木長老在教中,素有睿智之名,是難得能保持清醒的少數幾位大能修士之一。
漸漸地,天色亮了。
客棧中,所有人視蕭業四人爲瘟神,甚至老闆哭喪着臉來哀求:“爺,四位爺,求你們快走吧,老漢不收房錢了,把銀子退給你們還不行?”
蕭業問道:“我問你一個問題,你老實回答我,問完我們就走,絕不給你添麻煩,也不要你退銀子,如何?”
“爺,您快點問!”
老闆生怕蕭業待久了有禍事上身,忙問。
蕭業道:“沙門在當場傳法有多久了?與苯教暴發過多少次沖突?勝負如何?”
“爺,小的也不是太情楚……”
老闆揉着後腦勺,吞吞吐吐訴說起來。
根據老闆介紹,沙門大概是年前進入六诏傳道,與苯教間的沖突已有近十次,各有死傷,具體情形老闆也不清楚,蕭業見實在問不出有用的線索,便與蘇月兒,蕭義蕭澤離去,去往州衙。
“誰啊?”
守門的衙役一點氣勢都沒有,無精打彩的問道。
蕭業暗暗搖出,取出監察禦史大印,亮了亮,便道:“奉右肅政台之命,監察禦史蕭業巡查六诏,你們家州令在不在?”
“請……請稍等,小的這就去通報!”
監察禦史在地方官員眼裏,尤如惡魔的代名詞,哪怕州令是正七品的官,也親自出門迎接。
“宗州州令杜淳見過采風使!”
杜淳是個中年人,瘦骨嶙峋,看上去老實巴交,向蕭業長身施禮。
“堂尊不必客氣,我們進來說話!”
蕭業負手傲立,從五品官威籠罩全身,他知道絕不能被杜淳的外表蒙蔽,能在這種地方當縣令,都不是簡單的人,自己稍有軟弱,未必能活着走出縣城。
殺個禦史,太簡單了。
“蕭大人,請!”
杜淳把蕭業等人迎入大堂,落坐之後,有仆役奉來茶水,杜淳端起茶水,也不談正事,向蕭業詢問京城的情況,并變着法子套蕭業的底。

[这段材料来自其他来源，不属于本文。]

PR #1790, opened 2025-10-16
[execution] Trace state replay

dhil:
~Depends on #1762 and #1763.~

This PR is the execution part of #1753.


dhil:
Folded back into https://github.com/category-labs/monad/pull/1753.

PR #1802, opened 2025-10-20
[execution]: Use immutable data structures inside VersionStack<T>

kkuehlz:
[execution]: Add immer submodule

[execution]: Use immutable DS for types inside of VersionStack


jhunsaker:
no performance regression on replay at 12M

Issue #1602, opened 2025-09-04
Fix interpreter stalls related to bit instructions, AND,OR,XOR,NOT


andreaslyn:
Somehow `ADD; XOR` and `XOR; ADD` have lower latency than `XOR; XOR`, which is likely to be a performance bug. Also the big difference in performance between `ADD; NOT` and `XOR; NOT` is indicating a stall somewhere.

Using `force` for each 64 bit of the result seems to solve the problems.

```
$ ./build/test/vm/micro_benchmarks/vm-micro-benchmarks --title-filter "latency" --impl-filter "interp" --seq-filter "^(NOT|XOR)\n(ADD|XOR)\n$|^(ADD|XOR)\n(NOT|XOR)\n$"
interpreter
	BASIC_BIN_MATH; BASIC_BIN_MATH, constant input, latency

Baseline sequence
XOR
XOR

Results
ADD
XOR
	baseline:  0.915893 ms
	best:      0.877484 ms
	seq delta: -3.89149 ns
	total:     194 ms
XOR
ADD
	baseline:  0.926553 ms
	best:      0.858154 ms
	seq delta: -6.92999 ns
	total:     193 ms
XOR
XOR
	baseline:  0.925603 ms
	best:      0.926233 ms
	seq delta: 0.0638298 ns
	total:     200 ms

interpreter
	BASIC_UNA_MATH; BASIC_BIN_MATH, constant input, latency

Baseline sequence
XOR

Results
NOT
ADD
	baseline:  0.593755 ms
	best:      0.625125 ms
	seq delta: 3.17832 ns
	total:     131 ms
NOT
XOR
	baseline:  0.589115 ms
	best:      0.606965 ms
	seq delta: 1.80851 ns
	total:     130 ms

interpreter
	BASIC_BIN_MATH; BASIC_UNA_MATH, constant input, latency

Baseline sequence
XOR

Results
ADD
NOT
	baseline:  0.587016 ms
	best:      0.646825 ms
	seq delta: 6.05968 ns
	total:     133 ms
XOR
NOT
	baseline:  0.587555 ms
	best:      0.614035 ms
	seq delta: 2.68288 ns
	total:     129 ms
```

m-alvarez:
I noticed this while working on Barrett reduction as well, it has been fixed on that branch for a while but I've opened a standalone PR

PR #1814, opened 2025-10-22
[uint256] Force intermediate results of bitwise operations to avoid AVX stalls

m-alvarez:
As noted in #1602, bitwise operations on `uint256_t` are vectorized by GCC/Clang and incur store forwarding stalls when mixed with non-vectorized operations. This can be fixed by forcing the intermediate results.


dhil (commented):
What is the generated code diff before/after these changes?

andreaslyn (commented):
Did you forget `NOT`?

andreaslyn (approved):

蕭業自然不會告訴他自己是新科狀元,畢竟一個狀元當監察禦史,還被打發到邊陲巡察,明眼人都能看出是得罪了大人物。
在這種地方,蕭業不敢有任何含糊,于是編了一套曆史,把自己說成得了大人物的賞識,才進入右肅政台辦案。
“哦?不知蕭大人辦過哪些案子?”
杜淳眼裏閃爍出懷疑之色,動容問道。
“說來慚愧,本官自入右肅政台以來,一直跟在索中丞身邊,幫着跑跑腿,要說真正經手的案件,這還是第一樁,本官壓力很大啊,萬一辦不出成績,太後面前不好交待,另更讓本官憂慮的是,此次巡察六诏,并非本官一人,右肅政台合計派了四位禦史,分入六诏各地。”
蕭業歎了口氣,向杜淳倒地了苦水。
杜淳神色一緩,這才符合常理,眼珠子不禁滴溜溜轉動起來。
要知道,雖然吏部有考評,但是監察禦史的一句話,不僅能決定他們的生死,也能影響他們的前程,如果蕭業幫他說幾句好話,他很可能調離這個鬼地方。

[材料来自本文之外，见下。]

PR #1825, opened 2025-10-23
Merge CacheNode and Node back to single class

maxkozlovsky:
Remove using next pointers in rodb cache, always use hash, since using a shared ptr can keep nodes that should be recycled.


category/mpt/test/db_test.cpp
```diff
@@ -1005,7 +1005,7 @@ TEST_F(OnDiskDbWithFileAsyncFixture, async_get_node_then_async_traverse)
             }
             else {
                 traverse_sender.traverse_root =
-                    copy_node<Node>(res.assume_value().get());
+                    copy_node(res.assume_value().get());
```
Chen-Yifan: no longer need copy_node() here, since the find result type now matches what traverse_root expects. There are some in other test files that we can remove too

PR #1851, opened 2025-10-30
switch vm/unit/call_tests to TraitsTest

goodlyrottenapple:


test/unit/common/include/monad/test/traits_test_constants.hpp
```diff
@@ -0,0 +1,32 @@
...
+// You should have received a copy of the GNU General Public License
+// along with this program.  If not, see <http://www.gnu.org/licenses/>.
+
+#pragma once
+
+#include <category/vm/evm/monad/revision.h>
+
+#include <evmc/evmc.h>
+
+std::vector<std::variant<evmc_revision, monad_revision>> monad_evm_revisions()
```
goodlyrottenapple: I've had to move this function into a separate header because I
a) was getting linker errors due to multiple declarations when including `test/unit/common/include/monad/test/traits_test.hpp` in `fixture.hpp`, which is itself included in several unit test files.
b) wanted to keep `monad_evm_revisions()` in `test/unit/common`
c) didn't know how to do the CMAKE magic of moving `monad_evm_revisions()` into `traits_test.cpp` that would then be added/linked with all the unit tests

alternatively, `monad_evm_revisions()` could be inlined into `evm_tests.cpp`

category/vm/runtime/call.hpp
```diff
@@ -240,6 +240,7 @@ namespace monad::vm::runtime
         uint256_t const *args_size_ptr, uint256_t const *ret_offset_ptr,
         uint256_t const *ret_size_ptr, std::int64_t remaining_block_base_gas)
     {
+        MONAD_VM_DEBUG_ASSERT(traits::evm_rev() >= EVMC_BYZANTIUM);
```
goodlyrottenapple: Made consistent with `staticcall` which has a similar assertion. Alternatively, we should remove both.

test/vm/unit/runtime/fixture.hpp
```diff
@@ -26,15 +27,17 @@
...
 
+extern "C" void tests_trampoline(void *, void (*)(void *), void *);
+
 namespace monad::vm::compiler::test
 {
     using namespace runtime;
     using namespace evmc::literals;
 
-    class RuntimeTest : public testing::Test
+    class RuntimeTestBase
```
goodlyrottenapple, line 37: Split `RuntimeTest` into `RuntimeTestBase` + `RuntimeTest`/`RuntimeTraitsTest` to share the non-traits specific methods. Some tests do not need traits, so `RuntimeTest` will remain for those

andreaslyn (dismissed):

PR #1865, opened 2025-10-31
Added register reserv

andreaslyn:


category/vm/compiler/ir/x86/emitter.cpp
```diff
@@ -2270,6 +2270,7 @@ namespace monad::vm::compiler::native
             }
         }
         else {
+            AvxRegReserv const e_reserv{e};
```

兩京和江南道等煙花繁盛之處他不敢奢想,哪怕降一級,到内地小縣當個縣丞他也願意,因爲當了幾年州令,撈足了銀子,前程沒了還可以享受。
而這種地方,天天把腦袋别褲腰帶上過日子,誰都受不了,再如果吐蕃派兵攻打,或者有地方上的俚僚暴動,朝廷首先要追究他的責任。
杜淳看過去,蕭義蕭澤明顯是長随,但是蘇月兒……
雖然蘇月兒作小厮打扮,又用了秘法,不知情者很難分辨她的性别,可是世間哪有如此俊秀的男兒?
他有七成把握斷定,蘇月兒是女兒身,扮男妝都讓人流連忘返,若是恢複了女兒身,怕是一等一的大美人,這讓他打消了向蕭業獻女的心思。
六诏之地其實也有美人兒,好好打扮下,不比内地的絕色美人差,尤其還帶有一絲野性與異域風情,是大唐女子所不具備的,可這些美人兒,多是當地土司的女兒,或者族部的聖女神女,以他的身份,根本染指不到,與其獻上去讓蕭業不滿意,還不如不獻。
那麽,隻有送銀子。
“蕭大人難得來一趟,本官理當盡心招待,哈哈~~”
杜淳心裏有了定計,捋須一笑,安排人置辦酒宴,宴席上,他也不問蕭業的差使,隻是竭力交好,并隐約暗示若有麻煩,他可幫着解決。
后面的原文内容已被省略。